What defenders should do: Apply the Microsoft OOB update immediately. Inventory all ASP.NET Core deployments — including containerized workloads and cloud-hosted app services — and confirm the patched runtime version is deployed across all environments. If immediate patching is not possible, implement web application firewall rules targeting the specific vulnerability class until the update can be applied.

Source: BleepingComputer

AirSnitch Attacks Bypass WPA2/3 Enterprise Wi-Fi Encryption

Palo Alto Unit 42 published research on AirSnitch, a novel attack technique that defeats WPA2 and WPA3 enterprise wireless encryption and bypasses client isolation controls. The technique allows an attacker within radio range to intercept traffic between wireless clients and access points even when 802.1X authentication and per-session encryption keys are in place.

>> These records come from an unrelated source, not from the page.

PR #2538, opened 2016-05-03
Add Postgres stored procedure example for housekeeping

lpellegr:
as requested by Brian

### DIFF
--- a/config/scheduler/settings.ini
+++ b/config/scheduler/settings.ini
@@ -76,7 +76,10 @@ pa.scheduler.core.removejobdelay=0
 # Set this time to 0 if you don't want the job to be remove automatically.
 pa.scheduler.core.automaticremovejobdelay=0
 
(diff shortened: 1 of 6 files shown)


lpellegr:

tobwiens:
Looks good :+1:, good explanation of the code and config setting. 
Can we guard this with tests somehow? Or can we put this somewhere aside. I think that might outdated soon and we won't remove it. 
What is your opinion on that??

lpellegr:
@tobwiens This is an example working with 6.0.5 only. It is already outdated since the data model changed between version 6 and 7. I already made the same comment to Brian but he wants to have the example to be included in the release.

lpellegr:
I forgot to mention that it is planned to write performance tests soon but they will not be against version 6.0.X.

mbenguig:
ok for me.

Issue #2539, opened 2016-05-03
Allow multiple-node-per-jvm deployment in HostsFileBasedInfrastructure


fviale:
Currently HostsFileBasedInfrastructures (SSH, SSHv2, CLI, AutoUpdate) deploy one node per JVM. 

Similarly to the previous changes for LocalInfrastructure, the SSH infrastructures should be able to deploy multiple nodes per JVM.

fviale:
fixed by be8da44

PR #2540, opened 2016-05-03
Allow multiple-node-per-jvm deployment in HostsFileBasedInfrastructure #2539

fviale:


rm/rm-server/src/main/java/org/ow2/proactive/resourcemanager/nodesource/infrastructure/HostsFileBasedInfrastructureManager.java
```diff
@@ -83,6 +85,11 @@
     private Hashtable<String, InetAddress> registeredNodes = new Hashtable<>();
 
     /**
+     * Nodes previously removed
+     */
+    final ConcurrentHashMap<InetAddress, AtomicInteger> removedNodes = new ConcurrentHashMap<InetAddress, AtomicInteger>();
```
lpellegr: You could use the diamong operator, i.e. replace:

```
new ConcurrentHashMap<InetAddress, AtomicInteger>();
```

by:

```
new ConcurrentHashMap<>();
```

rm/rm-server/src/main/java/org/ow2/proactive/resourcemanager/nodesource/infrastructure/HostsFileBasedInfrastructureManager.java
```diff
@@ -269,27 +276,54 @@ public void removeNode(Node node) {
...
-            try {
-                this.killNodeImpl(node, host);
-            } catch (Exception e) {
-                logger.trace("An exception occurred during node removal", e);
+            // remember the node removed
+            removedNodes.putIfAbsent(host, new AtomicInteger(0));
+            removedNodes.get(host).incrementAndGet();
+            if (!registeredNodes.containsValue(host)) {
+                // in case all nodes relative to this host were removed kill the JVM
+                freeHosts.put(host, removedNodes.remove(host).intValue());
```
lpellegr: I would have moved this line after `this.killNodeImpl(node, host);` to be sure that a node is deleted and forgotten only if the runtime on the remote node has been really killed, otherwise the information at the Scheduler level may be wrong. 

Same apply for other infrastructures.

rm/rm-server/src/main/java/org/ow2/proactive/resourcemanager/nodesource/infrastructure/HostsFileBasedInfrastructureManager.java
```diff
@@ -269,27 +276,54 @@ public void removeNode(Node node) {
...
             logger.error("Node " + nodeName +
-                " is not known as a node belonging to this infrastructure manager");
+                    " is not known as a node belonging to this infrastructure manager");
+        }
+    }
+
+    protected boolean anyTimedOut(List<String> nodesUrl) {
+        boolean timeout = false;
+        for (String nodeUrl : nodesUrl) {
+            timeout = timeout || pnTimeout.get(nodeUrl);
```
lpellegr: Would be much better to short circuit as soon as possible:

```java
for (String nodeUrl : nodesUrl) {
    if (pnTimeout.get(nodeUrl)) {
        return true;
    }
}

return false;
```

rm/rm-server/src/main/java/org/ow2/proactive/resourcemanager/nodesource/infrastructure/InfrastructureManager.java
```diff
@@ -592,6 +618,14 @@ protected final boolean checkNodeIsAcquiredAndDo(String nodeName, Runnable toRun
 		}
 	}
 
+	protected final boolean checkAllNodesAreAcquiredAndDo(List<String> nodeNames, Runnable toRunWhenOK, Runnable toRunWhenKO) {
+		boolean answer = true;
+		for (String nodeName : nodeNames) {
+			answer = answer && checkNodeIsAcquiredAndDo(nodeName, toRunWhenOK, toRunWhenKO);
```
lpellegr: Would be much better to short circuit as soon as possible the loop:

```java
for (String nodeName : nodeNames) {
    if (!checkNodeIsAcquiredAndDo(nodeName, toRunWhenOK, toRunWhenKO)) {
        return false;
    }
}

return true
```

samples/scripts/deployment/localDeployment.bat
```diff
@@ -7,6 +7,7 @@ set HOST_NAME=%1
 set NODE_NAME=%2
 set NODE_SOURCE_NAME=%3
 set RM_URL=%4
+set NB_NODES=%5
```
lpellegr: This change could break existing scripts that use _localDeployment.bat_. To prevent that, you could check if $5 is defined, if not then a default value should be set.

samples/scripts/deployment/sshDeployment
```diff
@@ -9,6 +9,7 @@ HOST_NAME=$1
 NODE_NAME=$2
 NODE_SOURCE_NAME=$3
 RM_URL=$4
+NB_NODES=$5
```
lpellegr: This change could break existing scripts that use _sshDeployment_. To prevent that, you could check if $5 is defined, if not then a default value should be set.

samples/scripts/deployment/sshDeploymentOneJar
```diff
@@ -9,6 +9,7 @@ HOST_NAME=$1
 NODE_NAME=$2
 NODE_SOURCE_NAME=$3
 RM_URL=$4
+NB_NODES=$5
```
lpellegr: This change could break existing scripts that use _sshDeploymentOneJar_. To prevent that, you could check if $5 is defined, if not then a default value should be set.

lpellegr:
I have tried with success the following Infrastructure:
  - LocalInfrastructure
  - SSHInfrastructure
  - SSHInfrastructureV2

I haven't tested AutoUpdateInfrastructure neither CliInfrastrusture but the changes look ok for me.

lpellegr:
@fviale The title of the Pull Request and your commit title are misleading. Your changes include other infrastructures than SSH infrastructures.

lpellegr:
@fviale Since you are using the existing "number of nodes" one JVM and multiple nodes at the same time, instead of multiple JVMs, we loose a feature. The fact that it is no longer possible to deploy nodes in their own JVM with the Infrastructured which have been altered is for me a regression. 

Since we still have support for enabling non forked tasks, there may have reasons for having each task running in their own JVM, especially to prevent the crash of one task affecting others. Another reason in this configuration is to avoid tasks to share the same JVM settings and pools (e.g. memory pools).  

Also, if I remember correctly, console scripts are executed directly on the node JVM. In that case a company that is using such scripts may prefer a single JVM per node for safety. Or at least, we should fork a process for executing such scripts.

rm/rm-server/src/main/java/org/ow2/proactive/resourcemanager/nodesource/infrastructure/InfrastructureManager.java
fviale: Not in that case, because of the actions which must be taken when the node is not acquired

lpellegr: Ah ok, I see.

fviale:
Your remark is correct, there can be use cases where separate JVM is required and fork-mode is disabled.

But:
- Multiple customers major concern is that multiple JVM use too much RAM
- Most use cases use forked tasks
- In use cases where non-forked tasks were required, a single JVM with multiple nodes was also required
- The general case where it would be possible to configure both the number of JVMs and number of nodes would make this already complex code even more complex

As a result, we can leave the implementation of the general case for a later time when it's really needed, and focus at the moment to what's most practical for our current use cases.

lpellegr:
It's a way to proceed.

PR #2541, opened 2016-05-04
Remove TestKillWhenNodeHangs test and associated utility class

lpellegr:
The test is ignored by default. Since there are some system tests which cover
what is tested in this test, it can be removed safely.

Besides, the utility class associated to the test causes compilation errors on
Windows 10 with a recent JDK installation (1.8.0_91). It is due to the import
which reference _com.sun_ internal classes which seem not found because
lib/tools.jar is not put in the classpath by default.


lpellegr:

tobwiens:
:+1:

Issue #2544, opened 2016-05-11
Low priority tasks can be scheduled over high priority ones


fviale:
Due to jobs locking mechanism, SchedulingMethodImpl can receive an incomplete number of jobs.

In that case, a low priority job can have its tasks scheduled, while high priority jobs are simply locked during the current scheduling loop.

Additionnaly the InternalPolicy filter can remove high-priority tasks from the list of tasks to be scheduled, making priorities irrelevant.

fviale:
fixed by a group of changes

PR #2549, opened 2016-05-16
Low priority tasks can be scheduled over high priority ones #2544

fviale:
The InternalPolicy filter can remove high-priority tasks from the list of tasks to be scheduled, making priorities irrelevant.

This change :
- removes the InternalPolicy filter
- added a check for priority in SchedulingTaskComparator (to ensure that high and low priority tasks are not deployed concurrently)
- added various tests which check that priority is preserved and that famine does not occur in case high-priority tasks cannot be scheduled


scheduler/scheduler-server/src/main/java/org/ow2/proactive/scheduler/core/SchedulingMethodImpl.java
```diff
@@ -157,6 +154,8 @@ public int schedule() {
         //get job Descriptor list with eligible jobs (running and pending)
         Map<JobId, JobDescriptor> jobMap = schedulingService.lockJobsToSchedule();
 
+        logger.debug("jobs selected to be scheduled : " + jobMap);
```
lpellegr: Should be guarded with `if (logger.isDebugEnabled) { ... }` to prevent jobMap String to be created if debug is not enabled. It can really be an issue with 100k jobs in the queue.

scheduler/scheduler-server/src/main/java/org/ow2/proactive/scheduler/core/SchedulingMethodImpl.java
```diff
@@ -167,23 +166,26 @@ public int schedule() {
...
+
+            LinkedList<EligibleTaskDescriptor> taskRetrievedFromPolicy = new LinkedList<>(policyTasks);
 
             //if there is no task to scheduled, return
             if (taskRetrievedFromPolicy == null || taskRetrievedFromPolicy.size() == 0) {
                 return numberOfTaskStarted;
             }
 
-            logger.debug("eligible tasks : " + taskRetrievedFromPolicy.size());
+            logger.debug("eligible tasks : " + taskRetrievedFromPolicy);
```
lpellegr: Same as for Jobs, please use `if (logger.isDebugEnabled) { ... }`.

scheduler/scheduler-server/src/main/java/org/ow2/proactive/scheduler/core/SchedulingMethodImpl.java
```diff
@@ -199,6 +201,9 @@ public int schedule() {
                     neededResourcesNumber = getNextcompatibleTasks(jobMap, taskRetrievedFromPolicy,
                             freeResourcesNb, tasksToSchedule);
                 }
+                logger.debug("tasksToSchedule : " + tasksToSchedule);
```
lpellegr: Same as before, please use `if (logger.isDebugEnabled) { ... }`.

scheduler/scheduler-server/src/test/java/functionaltests/job/scheduling/TestJobSchedulingFamineAndPriority.java
```diff
@@ -0,0 +1,212 @@
...
+import org.ow2.proactive.scheduler.examples.EmptyTask;
+import org.ow2.proactive.scripting.SelectionScript;
+
+import java.util.ArrayList;
+import java.util.List;
+
+/**
+ * Several tests related to job scheduling priorities and famine
+ */
+public class TestJobSchedulingFamineAndPriority extends SchedulerFunctionalTestWithRestart {
```
lpellegr: The usual name for "famine" is _starvation_.

lpellegr:
I think `SchedulingTaskComparator` should be unit tested.

marcocast:
I think the code is not formatted properly (using the proactive intellij/eclipse formatter)

scheduler/scheduler-server/src/main/java/org/ow2/proactive/scheduler/core/SchedulingMethodImpl.java
```diff
@@ -199,13 +210,35 @@ public int schedule() {
...
+
                 logger.debug("required number of nodes : " + neededResourcesNumber);
-                if (neededResourcesNumber == 0) {
+                if (neededResourcesNumber == 0 || tasksToSchedule.isEmpty()) {
                     break;
                 }
 
                 NodeSet nodeSet = getRMNodes(jobMap, neededResourcesNumber, tasksToSchedule);
 
+                if (nodeSet != null) {
```
marcocast: Could you wrap this logic into a separate private method with a meaningful name? It will help the readability

marcocast: Could you wrap this logic into a separate private method with a meaningful name? It will help the readability

scheduler/scheduler-server/src/main/java/org/ow2/proactive/scheduler/core/SchedulingMethodImpl.java
```diff
@@ -234,6 +267,7 @@ public int schedule() {
                             //get back unused nodes to the RManager
                             if (!nodeSet.isEmpty()) {
                                 releaseNodes(currentJob, nodeSet);
+                                freeResourcesNb += (nodeSet.size() + (nodeSet.getExtraNodes() != null ? nodeSet.getExtraNodes().size() : 0));
```
marcocast: Looks like this code is repeated 3 times and it could be wrapped in a private method

scheduler/scheduler-server/src/main/java/org/ow2/proactive/scheduler/core/SchedulingMethodImpl.java
```diff
@@ -167,28 +168,38 @@ public int schedule() {
...
+
+            Vector<EligibleTaskDescriptor> policyTasks = currentPolicy
+                    .getOrderedTasks(descriptors);
+
             //ask the policy all the tasks to be schedule according to the jobs list.
             //and filter them using internal policy
-            LinkedList<EligibleTaskDescriptor> taskRetrievedFromPolicy = internalPolicy.filter(currentPolicy
-                    .getOrderedTasks(descriptors));
+
+            LinkedList<EligibleTaskDescriptor> taskRetrievedFromPolicy = new LinkedList<>(policyTasks);
```
lpellegr: Why not changing the signature of Policy#getOrderedTasks to return a linked list? It will prevent to create a copy. Using a non synchronized linked list seems ok since the list is not used by multiple threads.

scheduler/scheduler-server/src/main/java/org/ow2/proactive/scheduler/core/SchedulingMethodImpl.java
```diff
@@ -167,28 +168,38 @@ public int schedule() {
...
 
             //if there is no task to scheduled, return
             if (taskRetrievedFromPolicy == null || taskRetrievedFromPolicy.size() == 0) {
```
lpellegr: Replace `askRetrievedFromPolicy.size() == 0` by `askRetrievedFromPolicy.isEmpty()`.

scheduler/scheduler-server/src/main/java/org/ow2/proactive/scheduler/core/SchedulingMethodImpl.java
```diff
@@ -167,28 +168,38 @@ public int schedule() {
...
                 return numberOfTaskStarted;
             }
 
-            logger.debug("eligible tasks : " + taskRetrievedFromPolicy.size());
+            if (logger.isDebugEnabled()) {
+                logger.debug("eligible tasks : " + taskRetrievedFromPolicy);
```
lpellegr: I'm boring but there should be no space before `:`

scheduler/scheduler-server/src/main/java/org/ow2/proactive/scheduler/core/SchedulingMethodImpl.java
lpellegr: Please factorize this piece of code that is duplicated.

lpellegr:
Please squash commits with the same title.

It would be a good idea to have a Jenkins build that pass before merging.

I noticed that you trying to detect node addition/removal and behave accordingly by counting the number of free nodes. Unfortunately, storing the number of free PANode resources looks not enough to me. You should store the reference to the PANodes or an ID of these nodes that are free, so that you can then compare the number but also the identity. 
It looks possible that 2 nodes are removed and then 2 others (that don't satisfy the same selection scripts) are added between your two checks. In that case, the set of identified free nodes should be passed to `getRMNodes` in order to book nodes you identified with you first snapshot only!

fviale:
Retest me please

fviale:
Retest this please

PR #2551, opened 2016-05-18
Replace return type of scheduling Policy's getOrderedTasks by LinkedList<EligibleTaskDescriptor> #2552

fviale:
Current return type is Vector and implies a list copy in the SchedulingMethodImpl class.

By directly returning a LinkedList, we would avoid this copy


lpellegr:
As discussed, you don't like the idea to change the signature of `Policy#getOrderedTasks` to return a LinkedList. However, this could prevent a copy of lot of Jobs in a method that is invoked really often. 

You mentionned that using directly the returned collection may create issues if the custom policy was using the returned collection for caching values. I understand the issue but the API could be documented to explain that a copy should be explicity returned in that case.

In any case we cannot prevent any crap that is done in the custom policy to affect SchedulingMethodImpl.

lpellegr:
The title of the commit and the pull-request is misleading (does not reflect what you changed), otherwise the change by itself LGTM.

This is significant because enterprise WPA2/WPA3 with 802.1X has been the accepted standard for securing wireless networks in environments where wired connectivity is not feasible — manufacturing floors, healthcare facilities, dense office spaces. AirSnitch demonstrates that encryption at the Wi-Fi layer is not sufficient to guarantee traffic confidentiality between endpoints. The assumption that “we have WPA3 Enterprise, so wireless traffic is protected” no longer holds unconditionally.

The practical implication is a shift in defensive posture: wireless encryption becomes a defense-in-depth layer rather than a primary control. Organizations that rely on Wi-Fi as a primary transport for sensitive traffic need compensating controls — microsegmentation, zero-trust network access, and application-layer encryption — to maintain confidentiality guarantees independent of the wireless encryption state.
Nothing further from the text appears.